Questionnaire design
A questionnaire is a document designed for the purpose of seeking
specific information from the respondents.
types:
The questionnaire may be
1-self-administered
2- Administered by interviewers.
The self-administered questionnaire approach is cheap, less susceptible to
interviewer bias and can be administered by mail. At the same time, the
rate of non-response may be high, and may bias the results. Also, answers
may be incomplete.
Types of questions
:
There are two major question formats:
1- The open-ended and closed-response types.
2- closed-response question, the respondent is provided with a list of pre-
determined response options. Open-ended questions elicit more detailed
responses, but the responses require more effort to encode for data
analysis.
A questionnaire may include both question formats.
Closed-response questions may be used to elicit attitudes of the
respondents to a certain statement. format, the respondent chooses from
among: strongly agree, agree, undecided, disagree, strongly disagree. In
the forced-choice format, responses are limited to:
strongly agree, agree, disagree, and strongly disagree. This format does
not allow an undecided answer.
Questions should be well worded to avoid any ambiguity. Questions
should not be phrased in a way that influences the response in one
direction or another. The questionnaire should always be pre-tested in a
pilot study before the main survey. Interviewers should be trained to
make sure that the questionnaire is administered in a uniform way.
A questionnaire typically includes the following components:
• an introductory statement by the interviewer to introduce herself/himself
and explain the purpose of the questionnaire; the respondents should also
be informed about the confidentiality of their responses;
• demographic questions to collect relevant information about the
background of the respondent;
• factual questions; opinion questions: opinion questions require
reflection; it is generally easier for the respondent to answer factual
questions; putting the factual questions first serves as a “warm up” to the
opinion questions;
• closing statement by the interviewer to thank the respondents, and
where appropriate to ask if s/he wants to provide any additional comment.
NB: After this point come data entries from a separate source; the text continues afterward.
PR #4455, opened 2026-08-10
ci(release): move release-plz to its documented push-only shape

MikeFalcon77:
- triggers: drop `pull_request`; keep `push: main` and `workflow_dispatch`.
- `release` runs on every push. No concurrency group, per upstream — "the concurrency block cancels the pending job if a new commit is pushed — we can't risk to skip a release" — and two concurrent publishes are harmless. Checkout needs no `ref:`: on push, `github.sha` is the commit that landed.
- `release-pr` gets `needs: release` so it never derives the next versions from crates.io mid-publish. That replaces the `gh run list` in-flight poll. Keeps the documented per-ref group with cancel-in-progress false, and `!cancelled()` so it still runs when `release` is skipped on a manual `release-pr` dispatch.
- `cleanup-caches` moves behind the publish, gated on the action's `releases_created` output (present in the pinned v0.3.155). It fired on the release path before; keying it to an actual release keeps that cadence instead of evicting caches open PRs are using on all 3-7 daily pushes, and takes it off the release's critical path.
- drop the advisory CI-report step. With ci.yml now running on push, the CI result lands on the published commit and is visible there; the step restated it in 75 lines of bash.
- ci.yml keeps the `push: branches: [main]` trigger added for this: PR CI only validates the ephemeral refs/pull/N/merge ref, so the integrated tip of main was tested nowhere, and CHANGELOG-only release PRs got no CI at all.

## Summary by CodeRabbit

- **Release Automation**
  - Releases now run automatically after changes reach the main branch.
  - Manual release and release-PR actions remain available when needed.
  - Retried releases can recover based on published package versions.
  - Release workflows include improved cleanup and completion reporting.

- **CI**
  - Continuous integration runs for pushes to the main branch, excluding documentation-only changes.

- **Documentation**
  - Updated release guidance explains the publishing flow, validation expectations, and manual release recommendations.

### DIFF
--- a/.github/workflows/ci.yml
+++ b/.github/workflows/ci.yml
@@ -6,6 +6,14 @@ on:
     paths-ignore:
       - '**/*.md'
       - 'docs/**'
+  # PR CI only ever validates the ephemeral refs/pull/N/merge ref, so without
+  # this trigger the integrated tip of main is tested nowhere: a semantic
+  # conflict between two PRs merged minutes apart is caught by neither PR's run.
+  push:
+    branches: [ main ]
+    paths-ignore:
+      - '**/*.md'
+      - 'docs/**'
   workflow_dispatch:
 
 # NOTE: workflow-level paths-ignore above still skips the entire workflow for
--- a/.github/workflows/release-plz.yml
+++ b/.github/workflows/release-plz.yml
@@ -4,9 +4,6 @@ on:
   push:
     branches:
       - main
-  pull_request:
-    types: [ closed ]
-    branches: [ main ]
   workflow_dispatch:
     inputs:
       mode:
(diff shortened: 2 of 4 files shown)


.github/workflows/release-plz.yml
```diff
@@ -123,208 +179,45 @@ jobs:
...
-          fi
-
-          printf '%s\n' "$list" | awk -F'|' '{print "  "$3": "$1" "$2}'
-
-      - name: release-plz release
+      - name: release-plz release-pr
         uses: release-plz/action@52440b50d383aa252927de395c8b2c1e0a9cf8e9 # v0.3.155
         with:
-          command: release
+          command: release-pr
```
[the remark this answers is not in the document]
MikeFalcon77: The finding is not confirmed

docs/RELEASING.md
```diff
@@ -56,7 +85,9 @@ If you need a hotfix / manual release, prefer triggering the GitHub Actions work
 2. Go to GitHub → **Actions** → **Release (release-plz)** → **Run workflow**.
 3. Select `mode = release` (publishes crates + creates GitHub Releases).
 
-Note: the workflow already runs tests before publishing. Running tests locally is optional and just gives faster feedback.
+Note: `mode = release` publishes whatever is on the target branch and reports CI status
+without blocking on it, so confirm the branch is green first. Running the workspace
+tests locally gives faster feedback than waiting for CI:
```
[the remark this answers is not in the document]
MikeFalcon77: fixed

docs/RELEASING.md
```diff
@@ -8,14 +8,26 @@ This repository uses **release-plz** to automate:
...
+   manual intervention.
+2. `release-plz release-pr` opens or updates a **Release PR** with:
+   - crate versions (per-crate, based on each crate's `Cargo.toml`)
+   - the root [`CHANGELOG.md`](../CHANGELOG.md)
+
+   It is ordered after `release` so it never derives the next versions from crates.io
+   while a publish is mid-flight.
+
+The Release PR is labelled **`release-plz`** automatically. Merging it is what puts the new
+versions on `main`; the publish then happens on that merge's push, like any other.
```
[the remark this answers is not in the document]
MikeFalcon77: fixed

docs/RELEASING.md
```diff
@@ -42,11 +54,28 @@ release-plz publishes crates in the correct order for intra-workspace dependenci
...
 
-```bash
-cargo test --workspace --no-fail-fast --exclude cf-gears-toolkit-macros-tests --exclude cf-gears-toolkit-db-macros
-```
+What does verify a release:
+
+- [`ci.yml`](../.github/workflows/ci.yml) runs on every push to `main`, so the tip of
+  `main` gets tested — including the integrated result of merging, which PR CI never
+  sees. Pushes that only touch markdown or `docs/**` are skipped: they change no code
+  and inherit the previous commit's result.
```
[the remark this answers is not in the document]
MikeFalcon77: partially valid. fixed

.github/workflows/release-plz.yml
```diff
@@ -22,55 +19,114 @@ on:
...
-          (github.event_name == 'workflow_dispatch' && github.event.inputs.mode == 'release')
-          || (
-            github.event_name == 'pull_request'
-            && github.event.pull_request.merged == true
-            && contains(join(github.event.pull_request.labels.*.name, ','), 'release-plz')
-          )
-        )
-      }}
+    needs: release
+    if: ${{ needs.release.outputs.releases_created == 'true' }}
```
capybutler: **Filter this cleanup on `ref`, not on the key prefix — as written it now deletes `main`'s caches too.**

`ci.yml` hardcodes `pr-` into every `shared-key` regardless of trigger (`ci.yml:151`, `:240`, `:312`, `:421`, `:541`), so `rust-cache` writes `v0-rust-pr-…` keys. Before this PR that prefix was accurate, because CI only ran on `pull_request`. The new `push: branches: [main]` trigger changes it: `main`'s builds now write keys with the same `v0-rust-pr-` prefix, scoped to `refs/heads/main` — which is exactly the default-branch cache every PR inherits.

The filter at line 146 of this file uses the key prefix as a proxy for "belongs to a PR":

```
select(.key | startswith("v0-rust-pr-"))
```

That inference no longer holds, so every release deletes the shared `main` cache along with the PR ones. The PR creates that cache and then discards it — the next `main` build and every open PR start cold.

The current cache list confirms nothing in the key distinguishes the two. Everything `ci.yml` produces is `v0-rust-pr-Linux`, `v0-rust-pr-macOS`, `v0-rust-pr-Windows`, `v0-rust-pr-clippy`, `v0-rust-pr-Linux-integration`, `v0-rust-pr-Linux-nightly-…-llvm-cov`.

The caches API returns a `ref` per entry, so one extra filter fixes it — needed in both the count/size report and the delete loop:

```
select(.key | startswith("v0-rust-pr-")) | select(.ref | startswith("refs/pull/"))
```

Alternative: make the `shared-key` prefix depend on the trigger in `ci.yml` and leave this filter unchanged.

Separately worth weighing: `.github/workflows/cache_cleanup.yml` already prunes the same prefix weekly, keeping the newest 3 per bucket and only deleting entries older than 7 days. This job is a second, more aggressive retention policy over the same keys.

.github/workflows/release-plz.yml
```diff
@@ -22,55 +19,114 @@ on:
...
     permissions:
       actions: write
     steps:
```
capybutler: **Delete this job — `.github/workflows/cache_cleanup.yml` already prunes the same caches, with retention.**

`cache_cleanup.yml` runs weekly against the identical `v0-rust-pr-` prefix, but it groups keys into buckets, keeps the newest 3 per bucket, and only deletes entries untouched for 7 days (`cache_cleanup.yml:24-27`, `:69-100`).

This job deletes every match unconditionally, up to 500. That makes the retention policy in `cache_cleanup.yml` decorative: whatever it deliberately preserves, this job removes on the next release. Two cleanup implementations with conflicting policies on one key prefix is one too many. If the weekly cadence is too slow for the quota, tune the three constants in `cache_cleanup.yml` instead.

Related, and the reason this matters more after this PR: the `startswith("v0-rust-pr-")` filter cannot distinguish PR caches from `main`'s. `ci.yml` hardcodes the `pr-` prefix in every `shared-key` regardless of trigger (`ci.yml:151`, `:240`, `:312`, `:421`, `:541`), so the new `push: branches: [main]` trigger writes `v0-rust-pr-*` caches under `refs/heads/main` — the default-branch caches every PR inherits. This PR creates that shared cache and then wipes it on each release. Deleting this job fixes that too; if you keep it, add `select(.ref | startswith("refs/pull/"))` to the jq filter.

Gating on `releases_created` is a real improvement over firing on every push. It just doesn't change what the job does when it does fire.

.github/workflows/ci.yml
```diff
@@ -6,6 +6,16 @@ on:
     paths-ignore:
       - '**/*.md'
       - 'docs/**'
+  # PR CI only ever validates the ephemeral refs/pull/N/merge ref, so without
+  # this trigger the integrated tip of main is tested nowhere: a semantic
+  # conflict between two PRs merged minutes apart is caught by neither PR's run.
+  # This is also what gives the release workflow something to report against —
+  # release PRs that only touch CHANGELOG.md get no PR CI at all.
```
capybutler: Both claims in these two lines are inaccurate.

**"gives the release workflow something to report against"** — this commit deletes the `Report release PR check status` step from `release-plz.yml`, so the consumer this points at no longer exists.

**"release PRs that only touch CHANGELOG.md get no PR CI at all"** — release PRs also touch every bumped `Cargo.toml` plus `Cargo.lock`; the last one (`2436373a`) touched 39 of them. `paths-ignore` only skips a run when *everything* changed is markdown or `docs/**`, and `Cargo.toml` is neither, so release PRs have always received full PR CI.

Suggest dropping lines 12-13. Lines 9-11 give the real justification — the integrated tip of `main` is tested nowhere — and it stands on its own.

.github/workflows/release-plz.yml
```diff
@@ -22,55 +19,114 @@ on:
...
           rustup show
 
-      - name: release-plz release-pr
+      # No test run here. ci.yml tests every push to main, and merging a release PR is
+      # the maintainer's release decision — re-testing could only override it, never
+      # inform it. `cargo publish` still compiles every crate, so a crate that does not
+      # build cannot be published.
+
+      - name: Clear cargo registry index (workaround gix slotmap overflow)
+        run: rm -rf ~/.cargo/registry/index
```
capybutler: This step is a no-op. The `Runner-local cache cleanup` step above (line 69) already runs `rm -rf ~/.cargo/registry`, and `index` lives inside that directory. Nothing in between repopulates it — free-disk-space, setup-go, setup-protoc and `rustup toolchain install` do not download crates.

Harmless to execute, but the step name asserts a live workaround, so the next person debugging a gix slotmap overflow will assume it is mitigating something. Either narrow the earlier `rm` so this step has something to do, or drop it.

Carried over unchanged from the previous `release` job — flagging it because the diff moves both blocks.

capybutler (commented):
Three notes on comments and a redundant step. None of them affect behaviour.

docs/RELEASING.md
```diff
@@ -8,14 +8,26 @@ This repository uses **release-plz** to automate:
...
+   - crate versions (per-crate, based on each crate's `Cargo.toml`)
+   - the root [`CHANGELOG.md`](../CHANGELOG.md)
+
+   It is ordered after `release` so it never derives the next versions from crates.io
+   while a publish is mid-flight.
+
+The Release PR is labelled **`release-plz`** automatically. Merging it is what puts the new
+versions on `main`; the publish then happens on that merge's push, like any other.
+
+Nothing here keys off the label or off the Release PR being merged — `release` decides for
```
capybutler, line 30: This is accurate, but `release-plz.toml:10` still states the opposite:

```toml
# Add a stable label to the release PR so the publish workflow can filter on it.
pr_labels = ["release-plz"]
```

That comment was correct until this commit removed the `contains(join(github.event.pull_request.labels.*.name, ','), 'release-plz')` gate. The label is now read by no workflow.

Worth keeping `pr_labels` — it is still useful for humans scanning the PR list — but the comment should say so, otherwise the two files contradict each other. (Commenting here because `release-plz.toml` is not in this diff.)

.github/workflows/release-plz.yml
MikeFalcon77: Confirmed, and fixed by deleting the job rather than filtering it (see your next comment) — the `v0-rust-pr-` inference no longer runs anywhere.

Verified the mechanic first: the caches API does carry `ref`, all 47 current entries are `refs/pull/*`, and `main`'s would have matched the old prefix-only filter once the push trigger landed.

.github/workflows/release-plz.yml
MikeFalcon77: Done — job removed, along with the `releases_created` job output and the `id: release` that fed it, whose only consumer was this job's `if`.

Recording the measurement for whoever hits this next: quota is at 9.93/10 GB. If PR builds start coming up cold, the lever is `cache_cleanup.yml`'s three constants or its cadence, not a second deleter.

.github/workflows/ci.yml
MikeFalcon77: Both lines dropped.

One correction for the record: release PRs have *not* always received full PR CI. 4 of the last 10 (#4370, #4337, #4335, #4283) changed only `CHANGELOG.md`, and #4370's head has zero `ci.yml` runs. The lines still had to go, but for a different reason than stated — the push trigger doesn't fix that case either: such a merge is markdown-only, so `paths-ignore` skips the push run too. The integrated-tip justification stands on its own, as you say.

.github/workflows/release-plz.yml
MikeFalcon77: Confirmed no-op and removed. It became one when the test step was dropped — that run was what repopulated the registry.

Moved the gix slotmap note onto `Runner-local cache cleanup`, which is the `rm` that now provides the mitigation, so the reasoning isn't lost with the step.

docs/RELEASING.md
MikeFalcon77: Fixed — pulled `release-plz.toml` into this PR. The comment now says the label is there for humans scanning the PR list and that no workflow filters on it. `pr_labels` kept.

docs/RELEASING.md
```diff
@@ -42,11 +56,32 @@ release-plz publishes crates in the correct order for intra-workspace dependenci
...
+  sees. Pushes touching only markdown or `docs/**` are filtered out by the workflow's
+  `paths-ignore`, so no run is created for them: such a commit has no CI result of its
+  own and inherits none. That is acceptable only because its code is identical to the
+  previous commit, which does have one. If `CI` is ever made a required status check,
+  this case needs an always-succeeding placeholder job — a requirement whose workflow
+  never runs is never satisfied.
+- The publish job runs on the pushed commit itself, so what goes to crates.io is exactly
+  what landed on `main`.
+- `cargo publish` compiles every crate, so a crate that does not build cannot be
+  published. It builds lib and bin targets only — it runs no tests.
```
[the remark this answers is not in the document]
MikeFalcon77: fixed

capybutler (approved):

A method commonly used to test for reliability in results obtained by
questionnaires is to look for internal consistency, that is the extent to
which the responses on different questions correlate with each other. If
they tend to be highly correlated with each other, then the test is said to
be internally consistent. The computer programme can be built up to
detect inconsistency.There is a tendency among investigators to put too
many questions. This has been encouraged by the introduction of
computer-assisted analysis. Information collected in a questionnaire
should be based on and limited to the objectives of the study.